We stared at each other for a few seconds, and then the mountain lion ran off, spooked. I decided I didn’t need to pee after all and went back into my tent and went to sleep. I didn’t think to mention it to anyone the next morning, and truth be told I wasn’t sure how I could really get across the feeling I had had, how I could share the purity of that experience with mere words and expressions. It’s many years later now and the passage of time has dulled the experience to the point that sometimes I can hardly be sure if this actually happened. So much of the surrounding time has gone fuzzy in my mind, half-recalled details jostling with modern-day fact checking and recollections of recollections for space in my brain.
And with time, logic has crept back into my memories. How can I be sure I saw a mountain lion? I remember something that looked like a large cat, but humans seem to be predisposed to seeing large cats where they aren’t, and why would a mountain lion be scavenging around a campsite? Am I sure I didn’t just see a fox? Assuming it was a mountain lion and it had leapt at me, I don’t imagine I would have continued to accept my fate. I was young and healthy and at peak fitness, and probably stood a better than even chance of fighting off a hungry mountain lion if I survived the initial lunge, and I am sure my instinct to survive would have quickly overridden my tranquility. How sure am I that this even happened? It’s unlike me to have not told anyone about this in the slightest. The presence of a mountain lion in the camp goes against everything else our guide told us about mountain lion behaviour. Could I have made this up out of whole cloth in the years since? And so, the passage of time breeds uncertainty and doubt, and slowly whittles away the truth of experience.

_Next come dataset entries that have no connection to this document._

PR #1113, opened 2021-11-29
Esbuild improvements

LukeSheard:
Screenshot 2021-11-29 at 23 02 40

Beginning of a serious tidy up focussing on bringing consistency to the webpack and esbuild experiences. 

1. Fixes for sourcemaps to generate sourcemaps which represent state from the modular root instead of the app root.
2. Improves experience of the error overlay to at least show state within the modular repo instead of relative to the app source to deal with cross package errors
3. Output in source tree is now shown relative to the page root.
4. Moved plugins to be co-located with APIs which require them. 
5. `start` is now entirely in-memory reducing footprint onto disk. 
6. Cleaned up metafile output to be relative to modular root which improves clean-ness of API interaction.
7. 'moves' CSS file generation to be in `/static/css/*` instead of `/static/js`
8. `modular build` now produces hashed asset names for cache busting via esbuild hashing API.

But that feeling, looking into those bright eyes across a dark campsite, will never dull. On some level, I have never been as closely connected to another creature as I was for a few seconds on that night, when I knew beyond any possible doubt that I was dead.
Taste: Very good. The caramel taste does just come through under the chocolate. At no point did I get a mouthful of salt, which is a bonus. It’s a shade too rich overall, and I did have difficulty finishing the whole thing. Ok, that’s a lie, I didn’t have any actual difficulty, but that small part of my brain that takes note of my inability to eat sensibly did start going “This is too rich, please don’t eat it all”. I ignored it, as usual. 9/10
Texture: Mmm, so thick and rich and indulgent, exactly what I wanted at the end of the week. It is almost too thick at times – it doesn’t quite fall into the trap of becoming actually chewy, but it’s a bit cloying in the mouth at the end. 9/10
Presentation: It looks ok, I like the cross-section, but there’s nothing else very special to say about it really. 3/5
Value: One (minor) issue with going back to the same place a few times is the need for consistency in my value rankings. This was £2.50, same as the Galeta blondie, and I feel it’s comparable value. 8/10
Fudge Factor: I like Galeta, I like this brownie, I like the server and I loved the fact that she felt the need to apologise for not offering a discount because I didn’t work at the Southbank Centre? I mean… I didn’t ask for a discount, I didn’t need or expect one, and it’s just really cute that she thought this needed an apology. 3/5
Final Total: 32
Should I Buy And Eat This Brownie?
Oh, were you expecting me to be more long-winded for some reason? Well, not today. Go read an encyclopedia.